Interestingly the Gemma 3 docs say: https://ai.google.dev/gemma/docs/core/model_...

nico · 2025-04-20T16:14:31 1745165671

Thank you for the insights and useful links

Will keep experimenting, will also try mistral3.1

edit: just tried mistral3.1 and the quality of the output is very good, at least compared to the other models I tried (llama2:7b-chat, llama2:latest, gemma3:12b, qwq and deepseek-r1:14b)

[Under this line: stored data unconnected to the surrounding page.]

PR #461, opened 2022-02-18
Migrations

### LINKED ISSUE #458: Many reports have the same report number

cesarvarela:
Adds `umzug` to Gatsby's build process and runs any migration found in the `/migrations` folder.

Adds a new migration `2022.02.18T16.29.14.increment-report-number.js`, which goes through the list of incidents sorted by `report_number`, and when it finds a duplicate, it updates the `report_number` field of the remaining incidents incrementally.

closes #458


smcgregor:
This looks chaotic to me when moving through staging and production. Maybe we check the [context](https://docs.netlify.com/configure-builds/environment-variables/#build-metadata) to see whether the build is on the production branch and only run the migration then?

cesarvarela:
Updated to check for `CONTEXT=='production'`

cesarvarela:
Just noticed that migrations must be called on Gatsby's `onPreBootstrap` build step so the changes it makes are available to the actual build.

README.md
```diff
@@ -357,6 +357,34 @@ Let's say you want to add the `CTECH` Taxonomy.
...
+## Database Migrations
+Migration files are stored in the `/site/gatsby-size/migrations` folder and their executions are logged in the `migrations` collection.
+
+### Configuration
+Please add a connection string with read/write permissions to the mongo database:
+```
+MONGODB_MIGRATIONS_CONNECTION_STRING=
+```
+### Execution
+Migrations run on Netlify after the build process finishes, but it is also possible to run them from the command line for debugging or testing purposes.
```
smcgregor, line 369: This documentation line is no longer accurate.

site/gatsby-site/migrations/2022.02.18T16.29.14.increment-report-number.js
```diff
@@ -0,0 +1,39 @@
...
+
+/**
+ *
+ * @param {{context: {client: import('mongodb').MongoClient}}} context
+ */
+
+exports.up = async ({ context: { client } }) => {
+  await client.connect();
+
+  const collection = client.db('aiidprod').collection('incidents');
```
smcgregor, line 11: In the future, these should likely be loaded from config. No need to change them at the moment.

cesarvarela:
Updated.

Doing some research, because of their training sets, it seems like most models are not trained on producing long outputs so even if they technically could, they won’t. Might require developing my own training dataset and then doing some fine tuning. Apparently the models and ollama have some safeguards against rambling and repetition

Gracana · 2025-04-20T19:43:56 1745178236

You can probably find some long-form tuned models on HF. I've had decent results with QwQ-32B (which I can run on my desktop) and Mistral Large (which I have to run on my server). Generating and refining an outline before writing the whole piece can help, and you can also split the piece up into multiple outputs (working a paragraph or two at a time, for instance). So far I've found it to be a tough process, with mixed results.

nico · 2025-04-20T21:28:31 1745184511

Thank you, will try out your suggestions

Have you used something like a director model to supervise the output? If so, could you comment on the effectiveness of it and potentially any tips?

Gracana · 2025-04-21T00:27:13 1745195233

Nope, sounds neat though. There's so much to keep up with in this space.